The labs were buzzing with activity today as the unpacking began in earnest. The hold (a large storage area) below decks is literally overflowing with our crates of equipment. It was loaded in Halifax, the Louis' home port, in early July. Starting right after breakfast, the science party lifted, dragged, opened, and emptied boxes upon boxes of scientific gear. The precious cargo--our scientific instruments--need to be assembled and tested before being dunked in the waters of the Beaufort Sea. In a day, an empty room (the main lab) was transformed into a fully-functioning oceanographic laboratory. The first science station has been scheduled for the early hours of tomorrow morning, so there is no time for delay. After working for sixteen straight hours, Linda White surveyed the main lab and commented with a satisfied smile "it's starting to look like a lab now." Tomorrow is going to be another long day, starting at 5AM with the first of many science stations. To learn more about CTDs, ADCPs, MMPs, and all of the other instruments we are using, read the instruments page.

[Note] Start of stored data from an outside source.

Issue #493, opened 2019-07-04
Setting of the tool icon size


NShaforostov:
### Case 1
1. Open system-level settings, select **Preferences** tab
2. Set a new value into the `misc.max.tool.icon.size.kb` preference that is bigger than default 50 Kb, e.g. 200
3. Save and close pop-up
4. Open any tool, try to upload an icon with the size in the range from 50 to 200 Kb

**_Exp._**: a new icon will be uploaded
**_Act._**: the follow-up error appears: ![2](https://user-images.githubusercontent.com/45459424/60665995-9f6fb480-9e6e-11e9-9e59-dc934f6a952b.png), a new icon isn't uploaded

Is it a normal behavior? If yes - probably, we should implement a warning or something else to restrict the input into the `misc.max.tool.icon.size.kb` preference?

### Case 2
1. Open system-level settings, select **Preferences** tab
2. Set a new value into the `misc.max.tool.icon.size.kb` preference that is smaller than default 50 Kb, e.g. 30
3. Save and close pop-up
4. Open any tool, try to upload an icon with the size in the range from 30 to 50 Kb
5. An error appears, e.g.:  
![1](https://user-images.githubusercontent.com/45459424/60665073-253e3080-9e6c-11e9-94b7-9a3dc4439884.png)

Can we make it a bit more graceful? For example: **`Uploaded icon is too large: 43,388 bytes. Only 30,000 bytes allowed`** or just in a style described above: **`Maximum file size is 30kb`**

### Case 3
1. Repeat steps 1-3 from **Case 2**
2. Open any tool, try to upload an icon with the size more than 50 Kb

**_Exp._**: an error in a style like in **Case 2** appears
**_Act._**: the follow-up error appears: ![2](https://user-images.githubusercontent.com/45459424/60665995-9f6fb480-9e6e-11e9-9e59-dc934f6a952b.png)

Probably, we should unify error messages for **Case 2** and **Case 3**?

NShaforostov:
Verified. Fixed

PR #529, opened 2019-07-16
Gui issue #493 setting of the tool icon size

AleksandrGorodetskii:
### There was case with incorrect error message, after you try to upload new icon, that exceeded file size from preferences.

That was because <Tool>  component did not receive ```misc.max.tool.icon.size.kb``` and always try to compare file size with constant value (50kB) despite the actual preferences value. As a result - threw an incorrect error message if file was exceeded 50kB.

### This Pull Request fixes this issue (#493  ) via:
1. ```misc.max.tool.icon.size.kb``` value from preferences now passed to <Tool> component
2. Before uploading the new icon - size of file will match preferences max-icon-size value. If <Tool> doesnt get value from preferences, default_value uses instead.


client/src/components/tools/Tool.js
```diff
@@ -345,13 +346,14 @@ export default class Tool extends localization.LocalizedReactComponent {
         </Row>
       );
     }
+
     const doUpload = (file) => {
-      const MAX_FILE_SIZE_KB = 50;
+      const maximumFileSize = this.props.preferences.getPreferenceValue('misc.max.tool.icon.size.kb') || DEFAULT_FILE_SIZE_KB;
```
rodichenko: The last thing: please define `getter` for this preference in `preferences` class (just like `useSpot`, `deploymentName` etc) with `undefined` value if it's not set **or not a number** and **converted to a number** value otherwise (we don't want to compare `string` and `number`).

rodichenko (changes requested):

rodichenko (approved):

Issue #501, opened 2019-07-08
Estimate run's disk size according to the input/common parameters


sidoruka:
# Background

If a job is run with the disk size, which is not enough to handle the job's inputs - it will fail. (e.g. 10Gb disk is set for a run, which will process data using `STAR` aligner, where the genome index file is 20Gb)

# Approach

As an attempt to handle some of such cases - let's try to estimate the required disk size using the input parameters and warn the user if the requested disk is not enough.

1. When launching a job - try to get the size of all input/common parameters
2. We shall limit the time required to traverse all files, as this may take too much for lots of small files. Default: 3 sec
2. When comparing the data and disk sizes - we shall consider cluster configuration:
- For static cluster - sum of all node's and master disks shall be used for comparison
- For autoscaled cluster - sum of all initial node's and master disks shall be used for comparison (autoscaled nodes shall not be considered)
4. If the resulting size is greater than requested - warn the user (WebGUI and CLI):
```
The requested disk size for this run is N Gb, but the data that is going to be processed exceeds it (estimated volume: M Gb). This may cause run to fail with "Out Of Disk" error.
Do you want to use the suggested disk size K Gb (which also considers interim and resulting datasets)?
```
5. Where `K` is calculated as:
- Sum of input parameters (limited by the files number)
- Multiplied by `3` (to keep in mind the interim and resulting files)
- Shall not exceed 16Tb

6. If calculated `K` exceeds 16Tb we shall show a different warning message:
```
The requested disk size for this run is N Gb, but the data that is going to be processed exceeds 16 Tb (which is a hard limit). Please use the cluster run configuration to scale the disks horizontally or reduce the input data volume.
Do you want to use the maximum disk size 16 Tb anyway?
```

mzueva:
@rodichenko new API method is deployed to dev `POST /datastorage/path/size`

rodichenko:
@sidoruka @mzueva GUI part implemented (via 977e09a6f07d44efb59c390737db156441e9d998)

sidoruka:
@mzueva @rodichenko please backport this feature to `release/0.15`

rodichenko:
@sidoruka GUI backported to `release/0.15` via 3853cac1c9c1c7a5bde362028551e4c449585f4e

mzueva:
@sidoruka cherry-picked a5d5751038affd0864a6610d38fc07e2ef8bfc0b

NShaforostov:
Is a user warning implemented via CLI?

PR #544, opened 2019-07-23
Issue #501: Estimate run's disk size according to the input/common parameters

ekazachkova:
This PR provides implementation for issue #501 
 
A new API method `datastorage/path/size` was added. This method takes  an array with paths (from input parameters) and returns their sizes in bytes with the following format:
```
[
   {
      "path": "s3://my-bucket/folder/",
      "size": "1984",
      "dataStorageId": "1",
      "completed": "true"
   } 
]
```
Also, preference `storage.listing.time.limit` with default value 3000 ms was added.

### DIFF
--- a/api/src/main/java/com/epam/pipeline/controller/datastorage/DataStorageController.java
+++ b/api/src/main/java/com/epam/pipeline/controller/datastorage/DataStorageController.java
@@ -25,7 +25,6 @@ import com.epam.pipeline.controller.vo.data.storage.UpdateDataStorageItemVO;
 import com.epam.pipeline.controller.vo.security.EntityWithPermissionVO;
 import com.epam.pipeline.entity.datastorage.AbstractDataStorage;
 import com.epam.pipeline.entity.datastorage.AbstractDataStorageItem;
-import com.epam.pipeline.entity.datastorage.TemporaryCredentials;
 import com.epam.pipeline.entity.datastorage.DataStorageAction;
 import com.epam.pipeline.entity.datastorage.DataStorageDownloadFileUrl;
 import com.epam.pipeline.entity.datastorage.DataStorageException;
@@ -34,6 +33,8 @@ import com.epam.pipeline.entity.datastorage.DataStorageItemContent;
 import com.epam.pipeline.entity.datastorage.DataStorageListing;
 import com.epam.pipeline.entity.datastorage.DataStorageStreamingContent;
 import com.epam.pipeline.entity.datastorage.DataStorageWithShareMount;
+import com.epam.pipeline.entity.datastorage.TemporaryCredentials;
+import com.epam.pipeline.entity.datastorage.PathDescription;
 import com.epam.pipeline.entity.datastorage.rules.DataStorageRule;
 import com.epam.pipeline.manager.datastorage.DataStorageApiService;
 import io.swagger.annotations.Api;
@@ -46,7 +47,6 @@ import org.apache.commons.fileupload.FileItemStream;
 import org.apache.commons.fileupload.FileUploadException;
 import org.apache.commons.fileupload.servlet.ServletFileUpload;
 import org.apache.commons.io.FilenameUtils;
-import org.apache.commons.lang3.tuple.ImmutablePair;
 import org.springframework.beans.factory.annotation.Autowired;
 import org.springframework.http.MediaType;
 import org.springframework.stereotype.Controller;
@@ -643,7 +643,7 @@ public class DataStorageController extends AbstractRestController {
         return Result.success(dataStorageApiService.getStoragePermission(page, pageSize, filterMask));
     }
 
-    @PostMapping(value = "/datastorage/sizes")
+    @PostMapping(value = "/datastorage/path/size")
     @ResponseBody
     @ApiOperation(
             value = "Returns full size specified by path.",
@@ -652,7 +652,7 @@ public class DataStorageController extends AbstractRestController {
     @ApiResponses(
             value = {@ApiResponse(code = HTTP_STATUS_OK, message = API_STATUS_DESCRIPTION)
             })
-    public Result<List<ImmutablePair<String, Long>>> getDataSizes(@RequestBody final List<String> paths) {
+    public Result<List<PathDescription>> getDataSizes(@RequestBody final List<String> paths) {
         return Result.success(dataStorageApiService.getDataSizes(paths));
     }
 }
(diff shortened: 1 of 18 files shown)


api/src/main/java/com/epam/pipeline/manager/datastorage/DataStorageManager.java
```diff
@@ -575,6 +576,34 @@ public String adjustStoragePath(final String name, final DataStorageType storage
...
+                .map(path -> new ImmutablePair<>(path, getDataSize(path)))
+                .collect(Collectors.toList());
+    }
+
+    @SuppressWarnings("PMD.AvoidCatchingGenericException")
+    private Long getDataSize(final String path) {
+        try {
+            Assert.state(StringUtils.isNotBlank(path), messageHelper
+                    .getMessage(MessageConstants.ERROR_DATASTORAGE_PATH_IS_EMPTY));
+            final String[] pathParts = path.split(ProviderUtils.DELIMITER);
```
mzueva: I think is more simple to parse path as URI.

api/src/main/java/com/epam/pipeline/controller/datastorage/DataStorageController.java
```diff
@@ -642,4 +643,16 @@ public Result restoreFileVersion(
...
+    @PostMapping(value = "/datastorage/sizes")
+    @ResponseBody
+    @ApiOperation(
+            value = "Returns full size specified by path.",
+            notes = "Returns full size specified by path.",
+            produces = MediaType.APPLICATION_JSON_VALUE)
+    @ApiResponses(
+            value = {@ApiResponse(code = HTTP_STATUS_OK, message = API_STATUS_DESCRIPTION)
+            })
+    public Result<List<ImmutablePair<String, Long>>> getDataSizes(@RequestBody final List<String> paths) {
```
mzueva: I'd prefer to add a simple class `PathDescription` or smth like that rather than use `Pair`

api/src/main/java/com/epam/pipeline/manager/datastorage/DataStorageApiService.java
```diff
@@ -316,4 +317,8 @@ public EntityWithPermissionVO getStoragePermission(Integer page, Integer pageSiz
         return grantPermissionManager
                 .loadAllEntitiesPermissions(AclClass.DATA_STORAGE, page, pageSize, true, mask);
     }
+
+    public List<ImmutablePair<String, Long>> getDataSizes(final List<String> paths) {
```
mzueva: We need to check write permissions for paths (introduce a custom method for this check)

api/src/main/java/com/epam/pipeline/manager/datastorage/providers/aws/s3/S3Helper.java
```diff
@@ -603,6 +604,31 @@ public boolean checkBucket(String bucket) {
...
+        final String requestPath = Optional.ofNullable(path).orElse("");
+        final AmazonS3 client = getDefaultS3Client();
+        final boolean rootOrFolder = ProviderUtils.isRootOrFolder(requestPath);
+
+        ObjectListing listing = client.listObjects(dataStorage.getPath(), requestPath);
+        long folderSize = 0L;
+        boolean hasNextPageMarker = true;
+        while (hasNextPageMarker) {
+            for (final S3ObjectSummary summary : listing.getObjectSummaries()) {
+                if (rootOrFolder) {
```
mzueva: Code duplication in `ProviderUtils` ?

api/src/main/java/com/epam/pipeline/controller/datastorage/DataStorageController.java
```diff
@@ -642,4 +643,16 @@ public Result restoreFileVersion(
         return Result.success(dataStorageApiService.getStoragePermission(page, pageSize, filterMask));
     }
 
+    @PostMapping(value = "/datastorage/sizes")
```
mzueva: `/datastorage/path/size`

api/src/main/java/com/epam/pipeline/manager/datastorage/providers/ProviderUtils.java
```diff
@@ -45,4 +47,26 @@ public static String normalizeBucketName(String name) {
...
     }
+
+    public static <T> Long getSizeByPath(final Iterable<T> items, final String requestPath,
+                                         final Function<T, Long> getSize, final Function<T, String> getName) {
+        final boolean rootOrFolder = isRootOrFolder(requestPath);
+
+        Long folderSize = 0L;
+        for (final T item : items) {
+            if (rootOrFolder) {
+                folderSize += getSize.apply(item);
```
mzueva: I'm not sure but how `size` may be returned for folder? I thought that approach was to list objects resursively, in this case we should have only objects (files) not folders.

mzueva (changes requested):
Execution of method for getting total object size shall be limited by time in milliseconds. If computation doesn't end in this timeout we shall return accumulated size as is. If object size wasn't checked for any of paths due to timeout return some predefined value (e.g. -1).

api/src/main/java/com/epam/pipeline/manager/datastorage/DataStorageManager.java
ekazachkova: thanks, done

api/src/main/java/com/epam/pipeline/controller/datastorage/DataStorageController.java
ekazachkova: done

api/src/main/java/com/epam/pipeline/manager/datastorage/DataStorageApiService.java
ekazachkova: done

api/src/main/java/com/epam/pipeline/manager/datastorage/providers/aws/s3/S3Helper.java
ekazachkova: now yes, done

api/src/main/java/com/epam/pipeline/controller/datastorage/DataStorageController.java
ekazachkova: done

api/src/main/java/com/epam/pipeline/manager/datastorage/providers/ProviderUtils.java
ekazachkova: comment added

mzueva (approved):

Issue #538, opened 2019-07-19
Elasticsearch agent: application properties for ES shall resolve environments variables


ekazachkova:
Currently, some settings  for `elasticsearch-agent` should be written as is in the `application.properties` file. It may lead to leakage of secret data such as tokens, passwords and etc.  To resolve this problem let's use environments variables instead of the real ones.

The following values should be added to the `application.properties` file:
```
elasticsearch.client.url=${ES_CLIENT_URL}
elasticsearch.client.port=${ES_CLIENT_PORT}
database.url=${PGS_URL}
database.username=${PGS_USER}
database.password=${PGS_PASS}
cloud.pipeline.host=${API}
cloud.pipeline.token=${API_TOKEN}
```
Also, make sure that all properties are resolved correctly.

PR #545, opened 2019-07-23
Issue #538: Some properties in ES Application.properties use environment variables

DmitryPuhovsky:
Resolves issue #538

The following values in the application.properties file were changed for use evironment variables:

- elasticsearch.client.url=${ES_CLIENT_URL}
- elasticsearch.client.port=${ES_CLIENT_PORT}
- database.url=${PGS_URL}
- database.username=${PGS_USER}
- database.password=${PGS_PASS}
- cloud.pipeline.host=${API}
- cloud.pipeline.token=${API_TOKEN}

### DIFF
--- a/elasticsearch-agent/src/main/resources/application.properties
+++ b/elasticsearch-agent/src/main/resources/application.properties
@@ -3,21 +3,21 @@ server.port=8080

One of the things that has really impressed me in my short time aboard the Louis is how welcome the crew has made us feel. Tonight after dinner we had a "meet & greet" in the main lounge so that scientists and crew could take a break from their duties to swap handshakes and stories. There are a total of 48 crew members and 18 scientists aboard. In the dispatches that follow I will feature interviews with both ship's crew and science party, and of course answer questions from the public that I receive via email.